• Task prompt: The line containing "Note that we'll" and every line after it, through the end of the records below: repeat them exactly, nothing more.

[Stored data]
————————

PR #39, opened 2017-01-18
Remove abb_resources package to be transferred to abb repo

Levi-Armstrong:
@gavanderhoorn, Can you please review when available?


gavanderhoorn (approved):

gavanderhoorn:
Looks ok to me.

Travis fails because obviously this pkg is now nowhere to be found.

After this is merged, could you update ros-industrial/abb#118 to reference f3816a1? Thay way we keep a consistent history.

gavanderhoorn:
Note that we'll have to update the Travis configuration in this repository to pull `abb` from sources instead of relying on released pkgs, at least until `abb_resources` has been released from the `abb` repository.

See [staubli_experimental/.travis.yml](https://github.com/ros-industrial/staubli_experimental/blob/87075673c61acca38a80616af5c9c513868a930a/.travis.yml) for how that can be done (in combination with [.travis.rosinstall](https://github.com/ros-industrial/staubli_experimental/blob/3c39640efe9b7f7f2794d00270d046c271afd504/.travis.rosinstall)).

————————

• Solution:
Note that we'll have to update the Travis configuration in this repository to pull `abb` from sources instead of relying on released pkgs, at least until `abb_resources` has been released from the `abb` repository.

See [staubli_experimental/.travis.yml](https://github.com/ros-industrial/staubli_experimental/blob/87075673c61acca38a80616af5c9c513868a930a/.travis.yml) for how that can be done (in combination with [.travis.rosinstall](https://github.com/ros-industrial/staubli_experimental/blob/3c39640efe9b7f7f2794d00270d046c271afd504/.travis.rosinstall)).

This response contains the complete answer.